Une commémoration sous le signe de la contestation
Vendredi 17 juillet, une messe d’action de grâce a été célébrée à Kinshasa en mémoire de l’ancien ministre des Transports et député national. La cérémonie a réuni des membres de sa famille, des militants d’Ensemble pour la République et plusieurs personnalités politiques. Loin d’être un simple hommage, ce rassemblement a été l’occasion de réaffirmer le rejet des conclusions officielles et la volonté de poursuivre le combat politique de l’opposant disparu.
Un héritage politique revendiqué
Dieudonné Bolengetenge, secrétaire général d’Ensemble pour la République, a lié la mémoire de Chérubin Okende à la lutte contre l’arbitraire et la mauvaise gouvernance. Il a déclaré que le parti ne pouvait qu’en se remémorant sa tragique disparition jurer de ne pas abandonner la lutte menée ensemble pour l’avènement d’un Congo meilleur. Selon lui, les difficultés du pays trouvent en grande partie leur origine dans la mauvaise gouvernance et le non-respect des règles de gestion de la chose publique. Il a ajouté que certaines personnalités, une fois au pouvoir, oublient que le pays et ses ressources constituent un bien commun, et que Chérubin Okende s’était dressé contre l’arbitraire, y laissant sa vie.

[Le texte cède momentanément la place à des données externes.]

Issue #1211, opened 2019-03-04
File path in diagnostics is broken when the path contains umlauts


lrabe:
**Expected behavior:** When clicking a diagnostic entry in the "Problems" tab, the editor should jump to the indicated location in the file. 

**Actual behavior:** The editor fails to open the file if the path contains a German umlaut (e.g. ö, ü, ä). The behavior also differs between LaTeX errors and linter warnings: When clicking a LaTeX error, everything after the umlaut is removed from the path. When clicking a linter warning, the umlaut is replaced by a question mark symbol. 

**Example:**

![vscode_edit](https://user-images.githubusercontent.com/9059119/53758845-2d3a9380-3ebf-11e9-87ba-7a421a5dce10.jpg)

I suspect that this might be related to the following lines: 
https://github.com/James-Yu/LaTeX-Workshop/blob/master/src/components/parser.ts#L281
https://github.com/James-Yu/LaTeX-Workshop/blob/master/src/components/parser.ts#L228

- OS: Windows 10
- VS Code version: 1.31.1
- Extension version: 6.0.0

jlelong:
The truncation issue is fixed for LaTeX errors.

> When clicking a linter warning, the umlaut is replaced by a question mark symbol.

This is an encoding issue. vscode expects uft8 encoded paths whereas it is probably not your default system encoding.

lrabe:
@jlelong Thanks. Could you explain what you mean by the "default system encoding"?
I've never had an issue like this in any other program, so I'm not sure if this really is the case. 

The only related setting I could find is the following (which is unchecked by default).

![](https://i.imgur.com/WvUmZIB.png)

jlelong:
I don't use Windows so I am afraid I cannot help much but it seems that Windows uses `UTF-16` for filename encoding and not `UTF-8`. Maybe other users can help...

tamuratak:
Please show us log messages.  Tell us which TeX distribution you are using. Which LaTeX engine and linter. Exact versions of all these programs.

![2018-11-07 20 34 24](https://user-images.githubusercontent.com/10665499/48129417-c4565c80-e2cc-11e8-89de-05b36ef1fa76.png)

Thank you for your cooperation.

lrabe:
Sure, here you go: 

<details>
<summary>LaTeX Workshop Output</summary>
[14:36:58] Initializing LaTeX Workshop.
[14:36:58] Creating LaTeX Workshop http and websocket server.
[...]

PR #1230, opened 2019-03-14
convert filename encoding

tamuratak:
This is a PR to solve #1211. The encoding of filenames in the problems panel will be converted if necessary.


James-Yu:
Sorry that I did not follow the discussion and this PR. Is it good for merging?

tamuratak:
I think it is ready.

Une enquête toujours réclamée
Depuis l’annonce des conclusions du parquet, la famille et les cadres du parti n’ont cessé de rejeter la thèse du suicide. Ils continuent de réclamer une enquête permettant, selon eux, d’établir toute la vérité sur les circonstances du décès. Figure de l’opposition congolaise et proche collaborateur de Moïse Katumbi, Chérubin Okende occupait une place importante au sein d’Ensemble pour la République. Sa disparition avait provoqué une vive émotion dans le pays et au sein de la classe politique.
Trois ans plus tard, ses proches insistent sur la persistance des zones d’ombre et démontrent leur volonté de maintenir vivante la mémoire de celui qu’ils présentent comme un défenseur de la démocratie, de la bonne gouvernance et de l’État de droit en République démocratique du Congo. Le dossier reste un point de tension entre les autorités judiciaires et une opposition qui y voit un symbole de son combat.